[Stored items from a collection]

#####

PR #963, opened 2025-08-12
feat: implement Orderbook component with pagination, sorting, and filter

nischal-shetty2:
Implementation of Orderbook component as a separate page instead of modal (which is the case in `v1`)

### DIFF
--- a/src/lib/utils.test.ts
+++ b/src/lib/utils.test.ts
@@ -11,6 +11,15 @@ import {
   factorToPercentage,
   toSemVer,
   UNKNOWN_VERSION,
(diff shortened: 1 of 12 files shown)


src/lib/utils.test.ts
```diff
@@ -261,3 +270,207 @@ describe('factorToPercentage', () => {
     expect(factorToPercentage(0.000027, 10)).toBe(0.0027)
   })
 })
+
+describe('humanReadableDuration', () => {
```
theborakompanioni, line 274: There is already a `humanReadableDuration` describe block below. Combine them?

PR #966, opened 2025-08-15
chore: enable i18n for storybook

theborakompanioni:
Enables i18n for stories and translates navbar menu items.


nischal-shetty2 (approved):
LGTM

#####

_Task prompt:_ Please show every line of the entries above that contains the word "describe".

_Task answer:_
@@ -261,3 +270,207 @@ describe('factorToPercentage', () => {
+describe('humanReadableDuration', () => {
theborakompanioni, line 274: There is already a `humanReadableDuration` describe block below. Combine them?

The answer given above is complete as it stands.